Step-by-Step Solution:
Step 1: For the pair 10 – 121: First number n = 10, so n + 1 = 11. Compute (n + 1)^2 = 11^2 = 121. The second number is 121, which matches. Step 2: For the pair 12 – 169: n = 12, so n + 1 = 13. Compute (n + 1)^2 = 13^2 = 169. The second number is 169, which matches. Step 3: For the pair 14 – 225: n = 14, so n + 1 = 15. Compute (n + 1)^2 = 15^2 = 225. The second number is 225, which matches. Step 4: For the pair 16 – 279: n = 16, so n + 1 = 17. Compute (n + 1)^2 = 17^2 = 289. Step 5: The given second number is 279, but the correct square should be 289, so this pair does not satisfy the same relation. Step 6: Therefore, 16 – 279 is the only number pair that fails the pattern m = (n + 1)^2 and is the odd one out.
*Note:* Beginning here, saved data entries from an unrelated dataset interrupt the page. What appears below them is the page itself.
PR #57, opened 2023-07-14
[AppData] Try Fetch from backend first

bh2smith:
This makes things a lot faster. Ideally we can even write a DB query to determine which "new" app hashes we should be fetching (by first_seen block). This would cost us SO much less in Dune fees (because now we query dune for new appHashes).


fleupold:
Superseded by #103

Issue #62, opened 2024-01-10
The syncing of quoting data is now failing due to changes in our database.


harisang:
Otex mentioned this morning that we are not syncing which solver quoted each order anymore on Dune, and this seems to have started after yesterday's weekly release was applied.

Not sure if this is only due to the following, but at least one change is in the `order_execution` table, where we now only have entries for limit orders but not market orders. This means we need to adjust the queries here in order to properly recover the quoter of each order and continue pushing this information on Dune.

PR #63, opened 2024-01-10
Fix query that computes quoter and syncs data on Dune

harisang:
This PR addresses issue #62, which was caused by a change in our database. Specifically, the `order_execution` table now only contains entries for limit orders (and NOT market orders).

### DIFF
--- a/src/sql/orderbook/order_rewards.sql
+++ b/src/sql/orderbook/order_rewards.sql
@@ -45,4 +45,4 @@ from trade_hashes
                        on trade_hashes.order_uid = o.order_uid
                          and trade_hashes.auction_id = o.auction_id
       left outer join winning_quotes wq
-            on o.order_uid = wq.order_uid;
+            on trade_hashes.order_uid = wq.order_uid;


sunce86 (commented):
Is it expected to have `surplus_fee = 0` for market orders?

harisang:
> Is it expected to have `surplus_fee = 0` for market orders?

I have to admit I don't remember on the top of my head how exactly is this table used and where, but indeed up till now, all market orders had a zero entry for `surplus_fee` in the raw_order_rewards table that we were syncing on Dune, which means this was the default behavior.

fhenneke (approved):

sunce86 (approved):

fhenneke:
> Is it expected to have `surplus_fee = 0` for market orders?

At the moment, the surplus fee is only used in one line in the slippage query:
```
atoms_sold - coalesce(surplus_fee, cast(0 as uint256))        as atoms_sold,
```
It is used to correct the amount sold for limit orders to follow the same convention as for market orders: the total amount users send is atoms sold + (fee + surplus fee). It already uses a default value of 0, so uploading 0 is a bit redundant.

In the future we might use this entry to upload the total fee (in sell tokens). But it will not be used for anything except monitoring.

PR #64, opened 2024-01-19
Add protocol fees to dune

fhenneke:
This PR adds protocol fees to dune.

It adds the changes which were also done to the solver rewards repo ([here](https://github.com/cowprotocol/solver-rewards/pull/333)) to the dune sync repo.

The data uploaded to dune changes for `batch_rewards` and `orders_rewards`.

- For batch rewards, we sync an additional entry `protocol_fee` which contains the ETH value of all protocol fees in a batch. Additionally, fees are reduced by network fees. We correct for the fact that the `settlement_observations` table calculates fees from surplus in the sell token while the protocol fee might be taken in the buy token.
- For order rewards, we additionally sync the entries
  - `protocol_fee`: The protocol fee in the token it was charged in.
  - `protocol_fee_token`: The token in which the fee is charged, i.e., sell token for volume based fees and surplus token for surplus based fees. It is `NULL` when there was no protocol fee.
  - `protocol_fee_native_price`: The native price of the protocol fee token in the auction which was settled. It is `0.0` if there is no protocol fee.


src/models/batch_rewards_schema.py
```diff
@@ -32,6 +32,7 @@ def from_pdf_to_dune_records(cls, rewards_df: DataFrame) -> list[dict[str, Any]]
                     "execution_cost": int(row["execution_cost"]),
                     "surplus": int(row["surplus"]),
                     "fee": int(row["fee"]),
+                    "protocol_fee": int(row["protocol_fee"]),
```
harisang, line 35: Should we maybe add this at the very end? Not sure we use indices at any point (I suspect not), but just speculating here...

src/fetch/orderbook.py
```diff
@@ -97,6 +97,7 @@ def get_batch_rewards(cls, block_range: BlockRange) -> DataFrame:
             open_query("orderbook/batch_rewards.sql")
             .replace("{{start_block}}", str(block_range.block_from))
             .replace("{{end_block}}", str(block_range.block_to))
+            .replace("{{EPSILON}}", "10000000000000000")
```
harisang, line 100: Maybe add a comment about what this epsilon is?

src/models/batch_rewards_schema.py
fhenneke: The ordering in this data structure should not matter sice it uses a python dict, which does not have an order.

I think the ordering is a bit inconsistent between different repos. We should probably stick with whatever we find best for readability. We could put it at the end or group with surplus, fees, etc.

src/fetch/orderbook.py
```diff
@@ -97,6 +97,7 @@ def get_batch_rewards(cls, block_range: BlockRange) -> DataFrame:
             open_query("orderbook/batch_rewards.sql")
             .replace("{{start_block}}", str(block_range.block_from))
             .replace("{{end_block}}", str(block_range.block_to))
+            .replace("{{EPSILON}}", "10000000000000000")  # ETH cap for payment (in WEI)
```
harisang, line 100: Not sure if we go that way, but since the new CIP for adjusting and renewing the solver rewards contains an asymmetric cap, we should actually introduce two parameters here.

fhenneke: I mostly introduced the parameter for consistency with the queries in the solver rewards repo.

If we go for an asymmetric cap, we should add that in a separate PR, imo.

src/sql/orderbook/batch_rewards.sql
```diff
@@ -53,32 +180,37 @@ WITH observed_settlements AS (SELECT
...
                                    block_deadline,
                                    solver,
                                    execution_cost,
                                    surplus,
-                                   fee,
-                                   surplus + fee - reference_score           as uncapped_payment_eth,
-                                   -- Uncapped Reward = CLAMP_[-E, E + exec_cost](uncapped_payment_eth)
-                                   LEAST(GREATEST(-10000000000000000, surplus + fee - reference_score),
-                                         10000000000000000 + execution_cost) as capped_payment,
+                                   protocol_fee + fee - network_fee_correction as fee,-- total fee for ranking
```
harisang, line 204: Should we call this something different? I am a bit confused as two lines later you use a `fee` term in the `uncapped_payment_eth` computation, and it is probably not referring to this total fee

fhenneke: We could to `corrected_fee` and later select `corrected_fee as fee` for the uploading. Changing the name for what we upload might be breaking dune queries (but not the queries we use for payments, I guess, which only depend on `capped_payment`).

Another alternative is to repurpose the `fee` field to just be something like network fees. We do not use the field directly in the payment queries, so there it should be fine. Since protocol fees are synced explicitly, we can still recover the corrected quality on dune.

src/sql/orderbook/order_rewards.sql
```diff
@@ -28,21 +128,28 @@ with trade_hashes as (SELECT settlement.solver,
                         WHERE ((o.kind = 'sell' AND o.buy_amount <= oq.buy_amount)
                             OR (o.kind='buy' AND o.sell_amount >= oq.sell_amount))
                           AND o.partially_fillable='f'
-                          AND block_number > {{start_block}}
-                          AND block_number <= {{end_block}}
+                          AND block_number > 19000000
```
harisang, line 131: This was probably accidental I guess

fhenneke: Fixed it.

src/sql/orderbook/batch_rewards.sql
fhenneke: The query now computes `protocol_fee` and `network_fee` separately. The payment is thus by `quality = surplus + protocol_fee + network_fee`.

On dune, the entry `network_fee` is still called just `fee` for now to not break existing queries.

fhenneke:
Comments have been addressed. This is ready to be merged now.

PR #67, opened 2024-01-25
Fix volume cap for protocol fees

fhenneke:
The cap for volume fees in the current code is based on the assumption that the protocol fee on surplus for sell orders is a fraction of the amount received by the user, i.e., a fraction of the total buy amount. The implementation in the driver is based on the cap being a fraction of the amount sent by the user, i.e., a fraction of the total sell amount. This resulted in an issue due to fees in sell tokens being implicitly converted to buy tokens via the uniform clearing price and not using effective directional prices.

This PR changes the cap to be consistent with the current driver implementation.

This requires re-syncing data to dune.

The code should be changed back in combination with a fix to the driver for rank by surplus since the concept of observed fee has no meaning there.


harisang (approved):
Looks good!

PR #69, opened 2024-01-26
Fix volume cap for protocol fee for buy orders

harisang:
Follow up PR on #67 that takes care of volume cap for buy orders.

### DIFF
--- a/src/sql/orderbook/batch_rewards.sql
+++ b/src/sql/orderbook/batch_rewards.sql
@@ -87,30 +87,20 @@ order_surplus AS (
                     CASE
                         WHEN os.kind = 'sell'
                             THEN
-                                CASE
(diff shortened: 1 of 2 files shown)


fhenneke:
I would prefer if the removal of the case for 100% volume cap were done later. Resyncing data for last week might not be possible with the new code.

harisang:
> I would prefer if the removal of the case for 100% volume cap were done later. Resyncing data for last week might not be possible with the new code.

Can you elaborate a bit? Where exactly would the resyncing fail?

fhenneke:
> Can you elaborate a bit? Where exactly would the resyncing fail?

My mistake, it should be fine.

fhenneke (approved):
Ran tests locally and they passed.

Issue #60, opened 2024-01-05
Failing unit test


harisang:
@fhenneke first pointed out that there is some test that is now failing. Since I am personally a bit ignorant about this, any help would be appreciated. One option would be to just remove this test. cc @bh2smith @MartinquaXD 

`=================================== FAILURES ===================================
__________________________ TestIPFS.test_get_content ___________________________

self = <tests.unit.test_ipfs.TestIPFS testMethod=test_get_content>

    def test_get_content(self):
        self.assertEqual(
            {
                "version": "0.1.0",
                "appCode": "CowSwap",
                "metadata": {
                    "referrer": {
                        "version": "0.1.0",
                        "address": "0x424a46612794dbb8000194937834250Dc723fFa5",
                    }
                },
            },
            Cid.old_schema(
                "3d876de8fcd70969349c92d731eeb0482fe8667ceca075592b8785081d630b9a"
            ).get_content(ACCESS_KEY, max_retries=10),
        )
    
>       self.assertEqual(
            {
                "version": "1.0.0",
                "appCode": "CowSwap",
                "metadata": {
                    "referrer": {
                        "kind": "referrer",
                        "referrer": "0x8c35B7eE520277D14af5F6098835A584C337311b",
                        "version": "1.0.0",
                    }
                },
            },
            Cid.old_schema(
                "1FE7C5555B3F9C14FF7C60D90F15F1A5B11A0DA5B1E8AA043582A1B2E1058D0C"
            ).get_content(ACCESS_KEY),
        )
E       AssertionError: {'version': '1.0.0', 'appCode': 'CowSwap'[122 chars]0'}}} != None

tests/unit/test_ipfs.py:73: AssertionError
=========================== short test summary info ============================
FAILED tests/unit/test_ipfs.py::TestIPFS::test_get_content - AssertionError: {'version': '1.0.0', 'appCode': 'CowSwap'[122 chars]0'}}} != None`

bh2smith:
At first looks like an "intermittent failure" possibly because of a failure to retrieve app_data at the given hash. Have you tried running the test locally? Because one would not expect to get None.

harisang:
Will try to do that.

Btw, there is some "inconsistency" in the code, but i have no idea if this affects things. In that test, in some cases we use

`.get_content(ACCESS_KEY, max_retries=10)`

and in some other cases we have  `.get_content(ACCESS_KEY)`

Not sure if this `max_retries` would change anything though

[...]

PR #70, opened 2024-01-26
Remove failing test

harisang:
This PR removes a failing IPFS test, as reported in issue #60 . Although it would be nice to fix, we don't really have the capacity for this now, and so i am proposing to remove this test so that we don't get constant failures in all the PRs that we are doing at the moment.


bh2smith:
You could just put an ignore/skip tag on the test with a todo and corresponding issue to get back to it.

bh2smith:
If this test is consistently failing, this seems to suggest that the only source of truth now is the Dune table. If it were wiped, we might not be able to recreate that record...

fhenneke (approved):

PR #993, opened 2017-10-13
DRILL-5874: NPE in AnonWebUserConnection.cleanupSession()

sohami:


exec/java-exec/src/main/java/org/apache/drill/exec/server/rest/DrillRestServer.java
```diff
@@ -204,9 +217,15 @@ public WebUserConnection provide() {
                 config.getLong(ExecConstants.HTTP_SESSION_MEMORY_RESERVATION),
                 config.getLong(ExecConstants.HTTP_SESSION_MEMORY_MAXIMUM));
 
+        // Create a dummy close future which is needed by Foreman only. Foreman uses this future to add a close
+        // listener to known about channel close event from underlying layer. We use this future to notify Foreman
+        // listeners when the Web connection between Web Client and WebServer is closed. This will help Foreman to cancel
+        // all the running queries for this Web Client.
```
paul-rogers: Classic Web communication is connectionless and stateless. For performance, some browsers use a keep-alive mechanism. But, this must be entirely optional. In this way, an HTTP connection is completely unlike an RPC connection.

Given that the HTTP connection will be immediately closed after submitting a query, do we really want to kill the query in response?

Or, are we using a web session concept that "closes" in response to a session timeout?

exec/java-exec/src/main/java/org/apache/drill/exec/server/rest/DrillRestServer.java
```diff
@@ -204,9 +217,15 @@ public WebUserConnection provide() {
...
+        final ChannelPromise closeFuture = new DefaultChannelPromise(null, executor);
+
         // Create a WebSessionResource instance which owns the lifecycle of all the session resources.
-        // Set this instance as an attribute of HttpSession, since it will be used until session is destroyed.
-        webSessionResources = new WebSessionResources(sessionAllocator, remoteAddress, drillUserSession);
+        // Set this instance as an attribute of HttpSession, since it will be used until session is destroyed
+        webSessionResources = new WebSessionResources(sessionAllocator, remoteAddress, drillUserSession, closeFuture);
```
paul-rogers: The code suggests we are using a *session*, not *connection* as mentioned in the earlier comment.

exec/java-exec/src/main/java/org/apache/drill/exec/server/rest/DrillRestServer.java
```diff
@@ -260,8 +282,14 @@ public WebUserConnection provide() {
         logger.trace("Failed to get the remote address of the http session request", ex);
       }
 
-      final WebSessionResources webSessionResources = new WebSessionResources(sessionAllocator,
-              remoteAddress, drillUserSession);
+      // Create a dummy close future which is needed by Foreman only. Foreman uses this future to add a close
+      // listener to known about channel close event from underlying layer. We use this future to notify Foreman
+      // listeners when the Web connection between Web Client and WebServer is closed. This will help Foreman to cancel
```
paul-rogers: Again: connection or session?

exec/java-exec/src/main/java/org/apache/drill/exec/server/rest/WebSessionResources.java
```diff
@@ -68,16 +68,19 @@ public SocketAddress getRemoteAddress() {
...
-
     try {
       AutoCloseables.close(webUserSession, allocator);
     } catch (Exception ex) {
       logger.error("Failure while closing the session resources", ex);
     }
 
-    // Set the close future associated with this session.
+    // Notify all the listeners of this closeFuture for failure events so that listeners can do cleanup related to this
+    // WebSession. This will be called after every query execution by AnonymousWebUserConnection::cleanupSession and
```
paul-rogers: If a session is anonymous, is the session tied to a cookie (i.e. a browser?) If not, then does the session end on the close of the connection? If so, would we kill a query as soon as the web connection that submits the query is closed?

We might need a general comment about how this works (if one does not already exist.)

exec/java-exec/src/main/java/org/apache/drill/exec/server/rest/WebUserConnection.java
```diff
@@ -124,6 +124,13 @@ public void sendData(RpcOutcomeListener<Ack> listener, QueryWritableBatch result
     }
   }
 
+  /**
+   * Returns a DefaultChannelPromise which doesn't have reference to any actual channel but has an EventExecutor
+   * associated with it. In this case we use EventExecutor out of BitServer EventLoopGroup. Since there is no actual
+   * connection established using this class, hence the close event will never be fired by underlying layer and close
+   * future is set only when the WebSessionResources are closed.
```
paul-rogers: Can we take this comment up a level? This is a description of the mechanics, which is fine. But, what is the intent?

Are we using a web session as a pseudo-connection (as described in earlier comments)? Is this an adapter to make the session look like a connection?

exec/java-exec/src/test/java/org/apache/drill/exec/server/rest/WebSessionResourcesTest.java
```diff
@@ -0,0 +1,146 @@
...
+
+  private WebSessionResources webSessionResources;
+
+  private boolean listenerComplete;
+
+  private CountDownLatch latch;
+
+  private EventExecutor executor;
+
+
```
paul-rogers: Maybe a comment to explain what this test is, in fact, testing? If the mechanism itself is explained elsewhere, simply reference that with a \@see or \@link tag.

exec/java-exec/src/main/java/org/apache/drill/exec/server/rest/DrillRestServer.java
sohami: The query is killed when the HttpSession is invalidated either by logout or by timeout in case of authenticated user session. But for unauthenticated or anonymous user we don't kill the query after HttpSession timeout since we don't maintain any session related information. The query will keep running unless it is explicitly cancelled from /profile page.

exec/java-exec/src/main/java/org/apache/drill/exec/server/rest/DrillRestServer.java
sohami: Will fix the comment. Sorry for confusion.

exec/java-exec/src/main/java/org/apache/drill/exec/server/rest/DrillRestServer.java
sohami: Will fix the comment

exec/java-exec/src/main/java/org/apache/drill/exec/server/rest/WebSessionResources.java
sohami: From my understanding session is tied to a cookie not a connection. In case of anonymous session, we call close after completion of each query. But for authenticated session the close will be called when HttpSession is invalidated which is during logout or session timeout.

exec/java-exec/src/main/java/org/apache/drill/exec/server/rest/WebUserConnection.java
sohami: The intent of putting this comment here was just as an FYI how the underlying CloseFuture is created which is returned by this function and stressting the fact that it doesn't have any actual physical connection associated with it.

WebUserConnection acts like an adapter between HttpSession and connection which Foreman expects with each submitted request. For authenticated user this adapter is used to get UserSession object which stores all the updated Drill session options changed over the time. 

For anonymous user this adapter is created fresh with each request. But as discussed in person I will make a change so that we can maintain session for anonymous user and have similar behavior like authenticated user. And when the HttpSession for unauthenticated user time's out then it will do clean up of all the web resources related to that session.

exec/java-exec/src/test/java/org/apache/drill/exec/server/rest/WebSessionResourcesTest.java
sohami: Sure will add a comment here. The purpose of this test was to validate that with Null channel in closeFuture which is used by WebSessionResources, during `WebSessionResources:close` it works as expected.

exec/java-exec/src/main/java/org/apache/drill/exec/server/rest/WebUserConnection.java
sohami: Based on previous conversation the assumption was unsecure path also maintains cookie or session. On looking more this proved to be false and we don't maintain any session for unsecure case. This means that the requests submitted without authentication are stateless and once the connection is broken by closing the browser session then the query will still continue running until explicitly cancelled from profile page. I didn't found any way in Jetty to get notification about connection close event. And looks like that won't be much helpful right now since we send the response back only after the query is completed and we have entire result. I have opened another JIRA [DRILL-5897](https://issues.apache.org/jira/browse/DRILL-5897) to see if we can improve the way we send result back to client or make unsecure case to also use session concept such that we can cancel the in-flight queries based on when session is invalidated.

sohami:
Updated the PR with review comments and opened a JIRA based on in-person discussion.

Verification / Alternative check:
List the intended pattern: 10 → 11^2 = 121 ✔ 12 → 13^2 = 169 ✔ 14 → 15^2 = 225 ✔ 16 → 17^2 = 289 ✘ (but given as 279) The first three pairs follow the formula perfectly, while the last pair uses an incorrect second value, confirming that the pair 16 – 279 breaks the pattern.

Why Other Options Are Wrong:
10 – 121 is not odd because 121 equals 11^2, following m = (n + 1)^2. 12 – 169 is not odd because 169 equals 13^2, again following the pattern. 14 – 225 is not odd because 225 equals 15^2 and fits the rule. Only 16 – 279 violates the rule since 279 is not equal to 17^2.

Common Pitfalls:
Students might miscalculate 17^2 and think it is 279 instead of 289, leading to the wrong conclusion that all pairs follow the pattern. Another pitfall is to attempt more complex relationships, such as mixing multiplication and addition, instead of checking the simple square form first. Carefully computing squares for small integers helps avoid such mistakes.

Final Answer:
The number pair that does not satisfy the square-of-next-odd-number rule and is therefore the odd one out is 16 – 279.